-- Opening Marker --
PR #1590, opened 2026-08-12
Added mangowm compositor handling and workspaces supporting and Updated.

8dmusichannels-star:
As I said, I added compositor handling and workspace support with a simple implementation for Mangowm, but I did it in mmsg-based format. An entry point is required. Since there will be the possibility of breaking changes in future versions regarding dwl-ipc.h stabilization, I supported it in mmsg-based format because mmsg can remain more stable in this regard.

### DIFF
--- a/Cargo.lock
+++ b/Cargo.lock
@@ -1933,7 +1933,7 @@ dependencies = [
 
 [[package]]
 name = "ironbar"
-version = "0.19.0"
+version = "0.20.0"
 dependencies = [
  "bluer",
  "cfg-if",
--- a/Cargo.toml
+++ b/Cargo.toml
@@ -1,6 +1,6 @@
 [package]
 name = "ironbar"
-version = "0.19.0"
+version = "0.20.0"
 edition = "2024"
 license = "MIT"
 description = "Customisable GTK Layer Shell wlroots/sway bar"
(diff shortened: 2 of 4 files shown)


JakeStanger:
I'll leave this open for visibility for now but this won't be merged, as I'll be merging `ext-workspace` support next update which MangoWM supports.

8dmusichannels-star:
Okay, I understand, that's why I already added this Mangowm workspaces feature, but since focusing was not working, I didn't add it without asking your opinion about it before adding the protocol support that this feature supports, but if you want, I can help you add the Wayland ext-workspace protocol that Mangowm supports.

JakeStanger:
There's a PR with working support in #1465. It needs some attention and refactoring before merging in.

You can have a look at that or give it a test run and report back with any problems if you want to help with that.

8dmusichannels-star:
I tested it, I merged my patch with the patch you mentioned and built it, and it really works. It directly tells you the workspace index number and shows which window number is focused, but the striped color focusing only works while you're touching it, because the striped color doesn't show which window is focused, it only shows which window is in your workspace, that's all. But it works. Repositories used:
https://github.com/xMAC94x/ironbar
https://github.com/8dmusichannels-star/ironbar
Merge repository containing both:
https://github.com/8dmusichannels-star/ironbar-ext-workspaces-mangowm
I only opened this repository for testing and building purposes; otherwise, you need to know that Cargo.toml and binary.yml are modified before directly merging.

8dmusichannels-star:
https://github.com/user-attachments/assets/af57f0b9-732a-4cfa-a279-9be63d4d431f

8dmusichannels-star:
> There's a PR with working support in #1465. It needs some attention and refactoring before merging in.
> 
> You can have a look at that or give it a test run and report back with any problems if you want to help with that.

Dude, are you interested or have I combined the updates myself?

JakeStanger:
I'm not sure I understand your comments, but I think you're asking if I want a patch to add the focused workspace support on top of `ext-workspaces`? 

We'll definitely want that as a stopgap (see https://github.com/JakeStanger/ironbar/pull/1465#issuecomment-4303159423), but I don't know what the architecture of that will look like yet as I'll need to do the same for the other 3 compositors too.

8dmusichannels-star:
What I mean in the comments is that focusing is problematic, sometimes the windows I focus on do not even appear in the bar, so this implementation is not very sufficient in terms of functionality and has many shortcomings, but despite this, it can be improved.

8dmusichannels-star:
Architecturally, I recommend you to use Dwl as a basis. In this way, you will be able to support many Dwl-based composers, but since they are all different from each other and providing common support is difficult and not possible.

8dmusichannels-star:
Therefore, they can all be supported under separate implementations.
-- Closing Marker --
**Work request:** Retype the material above in full, with nothing altered.

**Result of this exercise:**
PR #1590, opened 2026-08-12
Added mangowm compositor handling and workspaces supporting and Updated.

8dmusichannels-star:
As I said, I added compositor handling and workspace support with a simple implementation for Mangowm, but I did it in mmsg-based format. An entry point is required. Since there will be the possibility of breaking changes in future versions regarding dwl-ipc.h stabilization, I supported it in mmsg-based format because mmsg can remain more stable in this regard.

### DIFF
--- a/Cargo.lock
+++ b/Cargo.lock
@@ -1933,7 +1933,7 @@ dependencies = [
 
 [[package]]
 name = "ironbar"
-version = "0.19.0"
+version = "0.20.0"
 dependencies = [
  "bluer",
  "cfg-if",
--- a/Cargo.toml
+++ b/Cargo.toml
@@ -1,6 +1,6 @@
 [package]
 name = "ironbar"
-version = "0.19.0"
+version = "0.20.0"
 edition = "2024"
 license = "MIT"
 description = "Customisable GTK Layer Shell wlroots/sway bar"
(diff shortened: 2 of 4 files shown)


JakeStanger:
I'll leave this open for visibility for now but this won't be merged, as I'll be merging `ext-workspace` support next update which MangoWM supports.

8dmusichannels-star:
Okay, I understand, that's why I already added this Mangowm workspaces feature, but since focusing was not working, I didn't add it without asking your opinion about it before adding the protocol support that this feature supports, but if you want, I can help you add the Wayland ext-workspace protocol that Mangowm supports.

JakeStanger:
There's a PR with working support in #1465. It needs some attention and refactoring before merging in.

You can have a look at that or give it a test run and report back with any problems if you want to help with that.

8dmusichannels-star:
I tested it, I merged my patch with the patch you mentioned and built it, and it really works. It directly tells you the workspace index number and shows which window number is focused, but the striped color focusing only works while you're touching it, because the striped color doesn't show which window is focused, it only shows which window is in your workspace, that's all. But it works. Repositories used:
https://github.com/xMAC94x/ironbar
https://github.com/8dmusichannels-star/ironbar
Merge repository containing both:
https://github.com/8dmusichannels-star/ironbar-ext-workspaces-mangowm
I only opened this repository for testing and building purposes; otherwise, you need to know that Cargo.toml and binary.yml are modified before directly merging.

8dmusichannels-star:
https://github.com/user-attachments/assets/af57f0b9-732a-4cfa-a279-9be63d4d431f

8dmusichannels-star:
> There's a PR with working support in #1465. It needs some attention and refactoring before merging in.
> 
> You can have a look at that or give it a test run and report back with any problems if you want to help with that.

Dude, are you interested or have I combined the updates myself?

JakeStanger:
I'm not sure I understand your comments, but I think you're asking if I want a patch to add the focused workspace support on top of `ext-workspaces`? 

We'll definitely want that as a stopgap (see https://github.com/JakeStanger/ironbar/pull/1465#issuecomment-4303159423), but I don't know what the architecture of that will look like yet as I'll need to do the same for the other 3 compositors too.

8dmusichannels-star:
What I mean in the comments is that focusing is problematic, sometimes the windows I focus on do not even appear in the bar, so this implementation is not very sufficient in terms of functionality and has many shortcomings, but despite this, it can be improved.

8dmusichannels-star:
Architecturally, I recommend you to use Dwl as a basis. In this way, you will be able to support many Dwl-based composers, but since they are all different from each other and providing common support is difficult and not possible.

8dmusichannels-star:
Therefore, they can all be supported under separate implementations.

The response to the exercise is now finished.